La enfermedad de Crohn y la Colitis Ulcerosa forman parte de lo que se denominan Enfermedades Inflamatorias Intestinales (EII). Ambas patologías son nuevas, crónicas, de causa desconocida, evolucionan en brotes de intensidad y duración variable y se manifiestan, principalmente, en jóvenes de ambos sexos.

En el origen de estas enfermedades están implicados factores genéticos que predisponen a sufrir estas patologías y, probablemente, infecciosos (microbacterias o virus) e inmunológicos, es decir, algún defecto en el correcto funcionamiento del organismo.
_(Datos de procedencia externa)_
PR #1045, opened 2024-09-11
HIP-991 - Updates

Neurone:
**Description**:

This PR:
 - Adds suggestion for API specs
 - Removed key_verification_mode (we postponed to a new HIP to make Topic compliant with HIP-540)
 - Fixes small statements
 - Makes the markdown linter happy

**Related issue(s)**:

N/A

**Notes for reviewer**:

N/A

**Checklist**

### DIFF
--- a/HIP/hip-991.md
+++ b/HIP/hip-991.md
@@ -87,9 +87,7 @@ We propose adding a fixed fee mechanism to the Hedera Consensus Service (HCS) fo
 * Fees can be changed (updated or removed) in a topic with an update topic transaction signed by the Fee Schedule Key.
 * Topics can have a Fee Schedule Key set at creation time.
 * The Fee Schedule Key can manage fee updates for the topic.
-* The Fee Schedule Key follows the same "Lower privilege key" rules introduced by [HIP-540](https://hips.hedera.com/hip/hip-540), i.e:
-  * Only the Admin Key should be able to remove the Fee Schedule Key.
-  * The Fee Schedule Key can change itself to another valid or unusable key.
+* The Fee Schedule Key can be updated according to the same rules that currently apply to the Submit key. In addition, to update the Fee Schedule Key, the new key must sign the transaction.
 * If the topic was created without a Fee Schedule Key, the key cannot be added later.
 
 #### Fee Payment Pre-Requisites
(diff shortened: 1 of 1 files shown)


kimbor (commented):
> The `ConsensusUpdateTopicTransactionBody` message is updated to include the optional Fee Schedule Key, the optional Fee Exempt Key List, and the `custom_fees` property for specifying fixed fees during topic creation.

Need to add the Fee Exempt Key List.

HIP/hip-991.md
```diff
@@ -121,21 +123,25 @@ We propose adding a fixed fee mechanism to the Hedera Consensus Service (HCS) fo
...
   
-* **Handling Duplicates**:
-   - If the FEKL list contains duplicate keys, the transaction will fail with an `FEKL_CONTAINS_DUPLICATED_KEYS` error. This ensures that duplicate entries are not silently ignored, preventing potential bugs or issues in the calling code.
+##### Handling Duplicates
+
+If the FEKL list contains duplicate keys, the transaction will fail with an `FEKL_CONTAINS_DUPLICATED_KEYS` error. This ensures that duplicate entries are not silently ignored, preventing potential bugs or issues in the calling code.
+
+##### Signatures for Invalid/Inactive/Deleted Accounts
+
+The FEKL list will only require keys to be formally valid as per protobuf specifications, meaning they must be correctly formatted key structures. These are keys, not accounts. Even if an account associated with a key is inactive, deleted, or non-existent, the key itself can still be added to the FEKL.
```
kimbor, line 132: Is `key_verification_mode` meant to change this behavior?

HIP/hip-991.md
```diff
@@ -105,13 +105,15 @@ We propose adding a fixed fee mechanism to the Hedera Consensus Service (HCS) fo
...
 * The `allowCustomFeesPayment` flag exists only in the SDK and isn't enforced by the network.
 
-* **Allowance Transactions**: 
-   - An account submits a transaction to grant an allowance (total fees and maximum fee per message) to a topic for both HBAR and HTS tokens. This transaction type reuses the existing allowance concept, with no need for a separate delete allowance transaction. To remove an allowance, the user will submit the same transaction with the allowance values set to 0 or a dedicated flag indicating allowance removal.
-   - This allowance only permits the topic to pay for the custom fees when messages are submitted, not for any other purpose.
+#### Allowance Transactions
+
+* An account submits a transaction to grant an allowance (total fees and maximum fee per message) to a topic for both HBAR and HTS tokens. This transaction type reuses the existing allowance concept, with no need for a separate delete allowance transaction. To remove an allowance, the user will submit the same transaction with the allowance values set to 0 or a dedicated flag indicating allowance removal.
```
kimbor, line 110: I don't see a flag specified in the FeeScheduleAllowance messages below, so I'm thinking that we decided against a dedicated flag

Neurone: Good catch, thanks! I forgot to remove that statement.

HIP/hip-991.md
netopyr: No, `key_verification_mode` only applies to keys on the topic that otherwise would have to sign the message, e.g. the `fee_schedule_key`.

kimbor: It would be useful to add an explanation of key_verification_mode to the hip text. It is present in the protobuf but not explained anywhere else.

Neurone: @kimbor is it ok for you if we postpone this note to a new PR, and we merge this in the meanwhile?
@netopyr can you take care of this additional note?

HIP/hip-991.md
```diff
@@ -87,9 +87,7 @@ We propose adding a fixed fee mechanism to the Hedera Consensus Service (HCS) fo
 * Fees can be changed (updated or removed) in a topic with an update topic transaction signed by the Fee Schedule Key.
 * Topics can have a Fee Schedule Key set at creation time.
 * The Fee Schedule Key can manage fee updates for the topic.
-* The Fee Schedule Key follows the same "Lower privilege key" rules introduced by [HIP-540](https://hips.hedera.com/hip/hip-540), i.e:
-  * Only the Admin Key should be able to remove the Fee Schedule Key.
-  * The Fee Schedule Key can change itself to another valid or unusable key.
+* The Fee Schedule key can be updated according to the same rules that currently apply to the Submit key.
```
netopyr, line 90: We should add that if the Fee Schedule Key is updated, the new one must sign the transaction. This will become mandatory once we implement HIP-540 for the Hedera Consensus Service. It will become a breaking change if we do not enforce this from the beginning.

netopyr (changes requested):
Please remove the field `ConsensusUpdateTopicTransactionBody.key_verification_mode`. It is part of HIP-540 which we decided to implement separately.

HIP/hip-991.md
Neurone: Done

HIP/hip-991.md
Neurone: Done

Neurone:
@netopyr I removed the `key_verification_mode` from the protobuf.

The only thing left is that I'm not sure I see the connection between `key_verification_mode` and the "Signatures for invalid/inactive/deleted accounts" section.

The FEKL should just be a list of keys, it should not be verified in the future, so in my mind, regardless of the value of the `key_verification_mode` parameter.

Does this make sense? Can we proceed with the current paragraph included, or should we change it?

Neurone:
@mgarbs can you merge this?

netopyr (approved):

mgarbs (approved):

Asimismo, existen factores que desencadenan las fases de actividad de la enfermedad como la dieta, el estrés, el cansancio, la ansiedad, y situaciones emocionales adversas, como la muerte de un familiar o la pérdida del puesto de trabajo.

Los síntomas de esta enfermedad son el dolor abdominal, las diarreas intensas y el estreñimiento, fisuras y úlceras en el ano, cansancio, depresión y pérdida de peso. Asimismo, existen otra serie de síntomas añadidos como la inflamación de los ojos, dolor de las articulaciones, trastornos dermatológicos, piedras en el riñón o la vesícula.

La dieta puede convertirse en la mejor aliada en el control de estas enfermedades ya que puede disminuir la gravedad de los brotes y aumenta la resistencia del organismo. sin embargo, también puede ser un desencadenante de los brotes, por lo que es importante conocer los alimentos que son perjudiciales y los que, por el contrario, previenen las crisis.

Características de una alimentación adecuada

Una dieta correcta debe cubrir las necesidades nutricionales del individuo y no ser irritante para el intestino. Por ello es importante adquirir unos conocimientos básicos de dietética.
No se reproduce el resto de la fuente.